L’argent est gras entre tes doigts. Tu le prends par brassées, tu le prends par liasses et il laisse sur tes mains une odeur de cheveu sale. Cette année 1992 la moindre chose coûte des milliards. S’il y a du pain en vente, compte 500 000 000 000 la boule d’un kilo. 500 000 000 000 le matin mais si tu t’es levé tard et que tu arrives à midi 500 000 000 000 seront devenus 600 000 000 000, 700 000 000 000…À ce compte-là plus rien n’a de valeur – on s’en remet au concret. Au travail on te paye en kilos de farine. La farine vient par sacs de 5 kilos, importée de Hongrie, de Bulgarie (ces gens-là s’en tirent mieux). Dans le fond du placard tu trouves un tube de concentré de tomates et dans le fond du frigo un reste de fromage. Le premier jour tu en fais un semblant de pizza, le deuxième tu rêves de pain mais la levure personne n’en a, alors tu prépares un semblant de semblant de pizza. Le troisième jour tu as épuisé le reste de fromage. Le quatrième ton ventre ne veut plus de pâte ni de tomate en tube. Le cinquième tu n’as plus que tes yeux pour pleurer. Le soir tu appelles ta sœur à la campagne – trois mois que tu ne l’as pas vue, trois mois que le réservoir d’essence est à sec. Elle te dit qu’elle finit l’isolation de la maison avec les billets de 500 000 000 000. Ces billets elle en fait une pâte qui s’agglomère et qui, une fois sèche, peut remplacer la laine de verre. Elle te raconte que ses voisins l’utilisent comme litière pour chat, comme papier à cigarettes.

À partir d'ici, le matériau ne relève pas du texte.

PR #726, opened 2019-12-12
Work on serialization

kwalcock:
Add lots of tests, deserialize the CrossSentenceEventMention, output groupModifier


kwalcock:
The serialization has just a little ways to go.  It has small discrepencies in ordering on a round trip test.  That's why it isn't quite ready for master.  It is, however, being used for the DART reading.  There we're not deserializing yet.  It's getting really close.

PR #727, opened 2019-12-12
Only read stopwords file once

kwalcock:
It was a def before so that the results could be thrown away.  Now they are used repeatedly.


BeckySharp:
thanks!

PR #728, opened 2019-12-13
Test CrossSentenceEventMention

kwalcock:
Serialize and deserialize the migration events, including CrossSentenceEventMention, and add tests for remaining attachments


BeckySharp:
thanks keith!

Soudain l’argent devient matériel, utile – l’esprit embrumé par la faim tu te demandes même si la pénurie n’est pas une forme de liberté.

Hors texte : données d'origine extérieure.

PR #730, opened 2019-12-24
Full ontology tree experiment parent name filtered no root

BeckySharp:
Let's get this merged in so we can re-ground the reader output before the experiment?

fyi @MihaiSurdeanu  @Fan-Luo

### DIFF
--- a/src/main/resources/eidos.conf
+++ b/src/main/resources/eidos.conf
@@ -40,11 +40,11 @@ ontologies {
   wordToVecPath = /org/clulab/wm/eidos/${EidosSystem.language}/w2v/glove.840B.300d.txt
 
   // Activated Ontologies
-  ontologies = ["wm", "un", "props", "mitre12", "who", "interventions"] // , "icasa", "mesh"]
+  ontologies = ["wm"] // , "un", "props", "mitre12", "who", "interventions"] // , "icasa", "mesh"]
 
   // Caching, for quick loading, language dependent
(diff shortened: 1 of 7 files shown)


kwalcock:
This branch is not meant for checking into master and I should delete the PR.  It is the base branch for the grounding experiments.  useW2V = true cannot be used in the master branch because we can't test or run with w2v.  Full caching cannot be used with the grounding experiments because the ontology caching was highly optimized and doesn't support the operations needed for the experiments.  If master needs to be cacheable, then the compact ontology representation needs to be reworked.  I believe the code here was hacked so that the vector file could still be cached while the ontologies wouldn't be.  It might not be possible to use a configuration setting for parents on/off and still cache in as an efficient manner as previously.  The code used for the recent reading is in DART-42k* and includes some of this code.  It should be able to reground.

quelle métaphore, le billet de banque transformé en matériau d’isolation… j’achète !!
et les rats à leur tour s’en empareront comme nourriture…
Phénoménale inflation. Si seulement on pouvait manger des billets de banque !
Merci Xavier !
Le billet pour ce qu’il est : du papier. Et pourtant il est argent. Un texte qui fait réfléchir.